Tough Guys and Pretty Boys:
The Cultural Antagonisms of Engineering and Aesthetics in Automotive History
by David Gartman
Changing American Character: From Work Ethic to Consumption Ethic
Several factors caused Americans to abandon Ford's focus on utilitarian engineering and cost-cutting efficiencies and embrace GM's emphasis on style. By the mid-1920s the basic technology of all makes was uniformly high, so the average buyer could take the car's utility for granted. Consequently, consumers began to focus their attention on the social function of the car as a symbol of status and distinction. Mere possession of an auto no longer served this function, as it once did, since ownership had now spread down the class hierarchy to the lower-middle class and even to some working-class people. In these circumstances, distinction was conveyed by the type of car one owned, and the cheap, mass-produced car was certainly not very distinctive. By the early 1920s, for example, the once-beloved Model T was beginning to be socially stigmatized as ugly and poorly constructed. One Model T joke of this era asked: Why is a Model T like a mistress? Because you hate to be seen on the streets with one. Another joke poked fun at the T’s loosely joined construction, with an owner stating he knew his speed without a speedometer: “When my Ford is running five miles per hour, the fender rattles; twelve miles an hour, my teeth rattle; and fifteen miles an hour, the transmission drops out.” These attitudes raise deeper questions about American consumers and their desires. Why were mass-produced cars aesthetically stigmatized? And why were Americans increasingly looking to consumption for status and distinction, and no longer to their work? The answers to these questions are found in the profound changes wrought in American society by the fragmented and deskilled mass-production process pioneered by the auto industry.
From the beginning, Americans were deeply ambivalent about mass production. On the one hand, they hoped that mass production would further democracy and equality by bringing goods previously confined to the wealthy within the reach of common people. Many philanthropists and reformers of this era, for example, believed that the mass-produced car would bring to the masses opportunities for economic mobility and revitalizing leisure previously available only to the few. On the other hand, some Americans feared that mass production would further dehumanization by reducing people to deskilled, standardized cogs in an impersonal industrial machine. This fear was not confined to high-minded intellectuals but shared by common working people. They, like other Americans, were imbued with the work ethic, and thus used to defining their moral worth by their work, that is, by their productive contribution to society. But workers found it increasingly difficult to display their morality, skill, and civic-mindedness in standardized, mindless work controlled by someone else. So early on workers revolted against the mass-production system, which confiscated their skills, sped up their work, and subjected them to mechanical despotism. A wave of class conflict, in the forms of strikes, turnover, and absenteeism, appeared among automobile workers in the early mass-production shops, raising questions about the human viability of the system.

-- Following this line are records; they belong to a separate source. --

Issue #269, opened 2018-03-21
SearchGUI: Problems with tests


CarlosHorro:
Hi,

I found some problems when creating tests for SearchGui, some of them also affecting currently existing tests:

- 'fixed_modifications' and 'variable_modifications' (loaded from "macros.xml") params:
- - receive incorrect values from their test params: "carbamidomethyl c" and "oxidation of m" instead of values present in current version of 'searchgui_mods.loc.sample' file ("Carbamidomethylation of C" and "Oxidation of M" respectively.
- - values from 'searchgui_mods.loc.sample' file don't seem to be properly loaded when I've tried it for testing. I always found "None" value instead when checking the value of "$protein_modification_options.fixed_modifications". I tried to change that file's location and its name to simply 'searchgui_mods.loc' but it still does not work.
  With these problems current tests should not work...
- I've tried to check the existence of specific files into the zip returned file, but "decompress=true" option does not seem to work for a compressed file with multiple files and I've also found many "in theory" (none of them did) ways to do it (with "output_collection" + "elements", with "discovered_dataset" or with "files_extra"). Do you know how (or if) can this be done, please?

bgruening:
For tests with loc files, see this one here as an example: https://github.com/galaxyproject/tools-iuc/blob/master/tools/cutadapt/cutadapt.xml#L355

bgruening:
> I've tried to check the existence of specific files into the zip returned file, but "decompress=true" option does not seem to work for a compressed file with multiple files and I've also found many "in theory" (none of them did) ways to do it (with "output_collection" + "elements", with "discovered_dataset" or with "files_extra"). Do you know how (or if) can this be done, please?

The Q I guess is, are we happy with passing the zip file around? If so you are right there is no mechanism I'm aware of that checks for a file inside a archive. This would need to be implemented in Galaxy as a new test-case. However, I hope that just comparing the size, with sim_size, is enough. For every zip file we also get a bunch of standalone files and if they are correct and the zip-file is a few kb/mb in size I hope this is enough to be confident that the tool works.
Keep in mind we are not testing the functional correctness here, but the Galaxy tool correctness.

Does this help at all? :(

bernt-matthias:
Would the `decompress` attribute of `output` tags help?

CarlosHorro:
> Would the `decompress` attribute of `output` tags help?

I mentioned in the first comment that it didn't work...  are there new developments related to it?

[...]

Issue #31, opened 2015-04-27
SearchGUI wrapper should have one and only one decoy database option


iracooke:
There should be one option that controls whether all searches are done with decoy or not. Options to control decoy searches for individual search engines should be removed because they are confusing and would lead to weird mismatched scoring behaviour.

bernt-matthias:
Solved. See https://github.com/galaxyproteomics/tools-galaxyp/pull/283#issuecomment-397654036

PR #283, opened 2018-05-12
WIP: SearchGUI v4.0.7.0, PeptideShaker 2.0.5.1, new Identification Parameters tool, new FastaCLI tool

CarlosHorro:
SearchGUI tool v4.0.4.1
PeptideShaker tool v2.0.5.1
Identification Parameters tool v1.5.1
FastaCLI tool v1.0

----
Main improvements:

--Updated PeptideShaker version to 2.0.5.1.
Internal refactoring, new internal db and more efficient data management
Support for spectrum files in mzML format

--Updated SearchGUI version to 4.0.4.1.
Support for spectrum files in mzML format
Search engines updated to last versions. Options updated accordingly.

-Updated readme.rst

----
Main changes:

SearchGUI tool has been divided into 3 apps:
- New FastaCLI app: receives one FASTA file without decoy sequences and add them to it.
- New Identification Parameters app: generates a PAR file from the settings chosen by the user. Many of them were previously chosen from SearchGUI app, and some others from PeptideShaker app (they have been also removed from it).
- SearchGUI tool itself: all identification parameters stuff have been moved to the new Identification Parameters app. Only search-related functionality itself has been preserved.

Now, PAR files can be now generated independently from SearchGUI and reused in  different SearchGUI executions.

File macros.xml contained some parameters configurations and it has been replaced by macros_basic.xml.

New tests have been developed for the new tools.

----
For a full detail of all applications changes:

SearchGUI release notes:
http://compomics.github.io/projects/searchgui/wiki/ReleaseNotes
PeptideShaker release notes:
http://compomics.github.io/projects/peptide-shaker/wiki/ReleaseNotes


tools/peptideshaker/fasta_cli.xml
```diff
@@ -0,0 +1,63 @@
+<tool id="fasta_cli" name="FastaCLI" version="1.0">
```
bgruening: @CarlosHorro can you please check out this tool: `DecoyDatabase Create decoy protein DB from forward protein DB. (Galaxy Version 2.3.0)` it for example installed on usegalaxy.eu. Does this tool do the same?

bgruening: Or this tool: Create Decoy Database (reverse) Creates a decoy search database by adding reverse sequences to an existing database

tools/peptideshaker/fasta_cli.xml
```diff
@@ -0,0 +1,63 @@
...
+
+        mkdir output;
+        cwd=`pwd`;
+        export HOME=\$cwd;
+
+        ## echo the search engines to run
+        ##echo "$search_engines_options.engines";
+        echo "DB: ${input_database.display_name} sequences: ${input_database.metadata.sequences}";
+
+        cp "${input_database}" input_database.fasta;
```
bgruening: single quotes instead of double-quotes, this applied to all text, or data parameters.

tools/peptideshaker/fasta_cli.xml
```diff
@@ -0,0 +1,63 @@
...
+        ## #set $temp_stderr = "searchgui_stderr"
+        #set $bin_dir = "bin"
+
+        mkdir output;
+        cwd=`pwd`;
+        export HOME=\$cwd;
+
+        ## echo the search engines to run
+        ##echo "$search_engines_options.engines";
+        echo "DB: ${input_database.display_name} sequences: ${input_database.metadata.sequences}";
```
bgruening: single quotes

tools/peptideshaker/fasta_cli.xml
```diff
@@ -0,0 +1,63 @@
...
+    <requirements>
+	<requirement type="package" version="@SEARCHGUI_VERSION@">searchgui</requirement>
+	<requirement type="package" version="3.0">zip</requirement>
+    </requirements>
+    <expand macro="stdio" />
+    <command>
+<![CDATA[
+
+        ## #set $temp_stderr = "searchgui_stderr"
+        #set $bin_dir = "bin"
```
bgruening: can you use `./bin/` here ... or even better remove it here and specify `./bin/` below directly?

tools/peptideshaker/fasta_cli.xml
```diff
@@ -0,0 +1,63 @@
...
+
+        mkdir output;
+        cwd=`pwd`;
+        export HOME=\$cwd;
```
bgruening: If this is really needed, this should be fixed upstream. Relying on a HOME is not good practice.

tools/peptideshaker/fasta_cli.xml
```diff
@@ -0,0 +1,63 @@
...
+
+        cp "${input_database}" input_database.fasta;
+
+        ###########################################
+        ####       Creating decoy database     ####
+        ###########################################
+
+        echo "Creating decoy database.";
+        searchgui eu.isas.searchgui.cmd.FastaCLI --exec_dir="\$cwd/${bin_dir}" -in input_database.fasta -decoy &&
+        rm input_database.fasta;
```
bgruening: You don't need to clean things up as long as you stay in `./` :)

tools/peptideshaker/fasta_cli.xml
```diff
@@ -0,0 +1,63 @@
...
+	<requirement type="package" version="3.0">zip</requirement>
+    </requirements>
+    <expand macro="stdio" />
+    <command>
+<![CDATA[
+
+        ## #set $temp_stderr = "searchgui_stderr"
+        #set $bin_dir = "bin"
+
+        mkdir output;
```
bgruening: can you use `&&` instead of `;` this will fail the tool as soon as one command fails and not silently ignore the error as `;` is doing.

tools/peptideshaker/fasta_cli.xml
```diff
@@ -0,0 +1,63 @@
...
+        cp "${input_database}" input_database.fasta;
+
+        ###########################################
+        ####       Creating decoy database     ####
+        ###########################################
+
+        echo "Creating decoy database.";
+        searchgui eu.isas.searchgui.cmd.FastaCLI --exec_dir="\$cwd/${bin_dir}" -in input_database.fasta -decoy &&
+        rm input_database.fasta;
+        echo "Decoy database:";
```
bgruening: Why do you echo this DB again? This could be removed.

tools/peptideshaker/searchgui.xml
```diff
@@ -3,16 +3,19 @@
         Perform protein identification using various search engines and prepare results for input to Peptide Shaker
     </description>
     <macros>
-        <import>macros.xml</import>
+        <import>macros_basic.xml</import>
     </macros>
     <requirements>
 	<requirement type="package" version="@SEARCHGUI_VERSION@">searchgui</requirement>
 	<requirement type="package" version="3.0">zip</requirement>
+  <requirement type="package">JQ</requirement>
```
bgruening: indentation ... and do you mean the package `jq` here, the JSON parser? If please specify a version as well.

tools/peptideshaker/datatypes_conf.xml
```diff
@@ -0,0 +1,11 @@
+<?xml version="1.0"?>
+<datatypes>
+  <registration display_path="display_applications">
+    <datatype extension="par" type="galaxy.datatypes.text:Json" display_in_upload="true" subclass="true" mimetype="application/json">
```
bgruening: This should go upstream into Galaxy. Local datatypes should not be used anymore.
As you subclass JSON here you don't need to specify the parser.
I would also rename this to maybe `searchgui_par`

tools/peptideshaker/searchgui.xml
```diff
@@ -328,15 +94,15 @@
...
+            -id_params $par_target_path
 
             -threads "\${GALAXY_SLOTS:-12}"
 
-            #if $advanced_options.searchgui_advanced.searchgui_advanced_selector == 'advanced'
-                -correct_titles "${advanced_options.searchgui_advanced.correct_titles}"
-                $advanced_options.searchgui_advanced.missing_titles
-                -mgf_splitting "${advanced_options.searchgui_advanced.mgf_splitting}"
-                -mgf_spectrum_count "${advanced_options.searchgui_advanced.mgf_spectrum_count}"
+            #if $searchgui_advanced.searchgui_advanced_selector == 'advanced'
```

Gradually, however, manufacturers found a solution to the conflict, and once again Henry Ford led the way. In 1913, there was an attempt to organize the Ford Motor Company by the Industrial Workers of the World, a radical anarcho-syndicalist group which sought not to represent workers but to form “one big union” to destroy both capitalism and the state. Although the attempt failed, it obviously worried Henry, motivating him to announce in 1914 the Five
Dollar Day to head off further labor trouble. This program raised the wages of his workers
in exchange for their submission to the inhumanities of mass production and
adoption of a stable, consumption-oriented lifestyle focused on the family and
home. To ensure that they used their higher wages in the ways he preferred, Ford
created the Sociological Department and charged it with investigating the
details of workers’ home
lives and consumption habits. Other mass producers followed suit, and by the early
1920s many American workers were using their higher wages to purchase consumer
goods and create in their homes a refuge from the demands of their dehumanizing
mass-production jobs. In short, this period saw the beginning of a gradual
cultural shift from a work ethic to a consumption ethic. Americans began to
define themselves less by what they did on the job and more by what they bought,
possessed, and consumed in their leisure time.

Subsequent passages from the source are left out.